PR #119, opened 2021-07-06
[webview] Use flickable for each custom popup example. Fixes JB#54846 OMP#JOLLA-232

rainemak:


mkenttala (approved):

okodron (approved):

examples/custompopups/CustomAlertPopup.qml
```diff
@@ -20,42 +20,45 @@ AlertPopupInterface {
...
-            onClicked: { popup.accepted(); popup.visible = false }
+        SilicaFlickable {
+            id: flickable
+            anchors.fill: parent
+            contentHeight: content.height + Theme.paddingLarge
+
+            Column {
+                id: content
+                anchors.centerIn: parent
+                spacing: Theme.paddingLarge
```
llewelld, line 33: Without adding an explicit width, the Column will only grow to the largest element, which in this case is the button. It might be good to span the width of the parent by adding:
```
                width: parent.width - 2 * Theme.paddingLarge
```
Similarly for the other popups.

examples/custompopups/main.qml
```diff
@@ -53,57 +53,55 @@ ApplicationWindow {
...
-                    onClicked: { popup.accepted(); popup.visible = false }
-                }
-                Button {
-                    id: rejectBtn
-                    anchors.horizontalCenter: message.horizontalCenter
-                    anchors.top: acceptBtn.bottom
-                    anchors.topMargin: Theme.paddingLarge
-                    text: popup.cancelText
-                    onClicked: { popup.rejected(); popup.visible = false }
+                SilicaFlickable {
```
llewelld, line 58: A historical omission, but this file needs a copyright header.

llewelld (commented):
Just a couple of very small comments. It works much better now.

examples/custompopups/CustomAlertPopup.qml
rainemak: Even though this is not fullscreen popup, changed to "width: parent.width - 2 * Theme.horizontalPageMargin"

llewelld: Looks much better, thanks.

llewelld (approved):
LGTM also.

atatarov (approved):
====
Aim of the task
Scan the records for the string "width" and show every line that contains it.

Task response
llewelld, line 33: Without adding an explicit width, the Column will only grow to the largest element, which in this case is the button. It might be good to span the width of the parent by adding:
                width: parent.width - 2 * Theme.paddingLarge
rainemak: Even though this is not fullscreen popup, changed to "width: parent.width - 2 * Theme.horizontalPageMargin"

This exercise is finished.